A list of all instances in the subset.

Return type:

list[Instance]

Examples

>>> from hinteval.cores import Subset, Instance
>>>
>>> subset = Subset()
>>> instance_1 = Instance.from_strings("What is the capital of France?", ["Paris"], [])
>>> instance_2 = Instance.from_strings("What is the capital of Austria?", ["Vienna"], [])
>>> subset["q1"] = instance_1
>>> subset["q2"] = instance_2
>>> instances = subset.get_instances()
>>> print([instance.question.question for instance in instances])
# ['What is the capital of France?', 'What is the capital of Austria?']

See also

get_instance

Retrieves an instance by its unique identifier.

get_instance_ids

Retrieves all instance identifiers in the subset.

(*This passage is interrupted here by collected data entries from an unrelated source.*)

PR #1513, opened 2016-10-31
fixed the user writing adding in gcp

mwoodson:


mwoodson:
@kwoodson approved #1512

PR #1514, opened 2016-10-31
Idempotently add or remove repo ids.

kwoodson:


kwoodson:
@twiest :+1:  in #1510

PR #1516, opened 2016-11-02
added package_update_needed and os_update_latest

mwoodson:


mwoodson:
@dak1n1 approved #1515

PR #1518, opened 2016-11-02
Adding rc for retry loops.

kwoodson:


kwoodson:
@mwoodson :+1: in #1518

PR #1522, opened 2016-11-02
add oinv to inventory_clients

blentz:


blentz:
@rhdedgar gave :+1: in #1519

PR #1526, opened 2016-11-03
[stg] use image uuid

drewandersonnz:
seems @kwoodson has a commit in prod and not stg?


kwoodson:
@drewandersonnz,

Looks like I had a merge commit that was in prod but not stage.  I have
merged the prod branch to stg and int and it looks like it picked up that
merge commit.

Please rebase your branch with prod and it should resolve.

Thanks.

drewandersonnz:
completed cleanly in https://github.com/openshift/openshift-tools/pull/1563

PR #2047, opened 2017-02-09
updated vendored 3.5 version

mwoodson:


mwoodson:
@dgoodwin approved #2046

PR #2052, opened 2017-02-09
change_iam_password: Capture a few of the common expected exceptions

joelsmith:
Give friendly errors with possible solutions for common exceptions

PR #2053, opened 2017-02-09
change_iam_password: Capture a few of the common expected exceptions

joelsmith:
Give friendly errors with possible solutions for common exceptions


joelsmith:
@rhdedgar gave 👍 in stg PR #2052

PR #2054, opened 2017-02-09
Support unicode characters in PR body and title

tiwillia:
This change ensures that the CI can properly handle unicode characters in both the pull request body and title.


tiwillia:
@jdiaz could you review this small change?

This should fix the issue you hit the other day where an ellipsis unicode character caused the CI testing to fail.

ivanhorvath (approved):

PR #2055, opened 2017-02-10
Support unicode characters in PR body and title

tiwillia:
This change ensures that the CI can properly handle unicode characters in both the pull request body and title.


tiwillia:
This was already approved when merged to stg

PR #2059, opened 2017-02-10
changed volume provisioner to use openshift-scripts-dedicated

mwoodson:


mwoodson:
@yocum137 approved #2058

PR #2068, opened 2017-02-13
added us-east-2 as a region to copy ami's to

mwoodson:


mwoodson:
@kwoodson approved #2060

remove_instance(q_id: str)

Removes an instance from the subset.

Parameters:

q_id (str) – The unique identifier of the instance to be removed.

Raises:

ValueError – If the q_id does not exist in the subset.

Examples

>>> from hinteval.cores import Subset, Instance
>>>
>>> subset = Subset()
>>> instance = Instance.from_strings("What is the capital of France?", ["Paris"], [])
>>> subset.add_instance(instance, "q1")
>>> print(len(subset))
# 1
>>> subset.remove_instance("q1")
>>> # del subset["q1"]
>>> print(len(subset))
# 0

See also

get_instance

Retrieves an instance by its unique identifier.

add_instance

Adds an instance to the subset.

to_dict()

Converts the Subset instance into a dictionary.

Returns:

A dictionary representation of the Subset instance.

Return type:

dict[str, Any]

Examples

>>> from hinteval.cores import Subset, Instance
>>>
>>> instance1 = Instance.from_strings("What is the capital of France?", ["Paris"], [])
>>> instance2 = Instance.from_strings("What is the capital of Austria?", ["Vienna"], [])
>>> subset = Subset(name='training_set')
>>> subset.add_instance(instance1, "q1")
>>> subset.add_instance(instance2, "q2")
>>> subset_dict = subset.to_dict()
>>> print(subset_dict)
# {
#     'name': 'training_set',
#     'metadata': {},
#     'instances': {
#         'q1': {
#             'question': {'question': 'What is the capital of France?', ...},
#             'answers': [{'answer': 'Paris', ...}],
#             'hints': [],
#             'metadata': {}
#         },
#         'q2': {
#             'question': {'question': 'What is the capital of Austria?', ...},
#             'answers': [{'answer': 'Vienna', ...}],
#             'hints': [],
#             'metadata': {}
#         }
#     }
# }

See also

from_dict

Creates a Subset instance from a dictionary.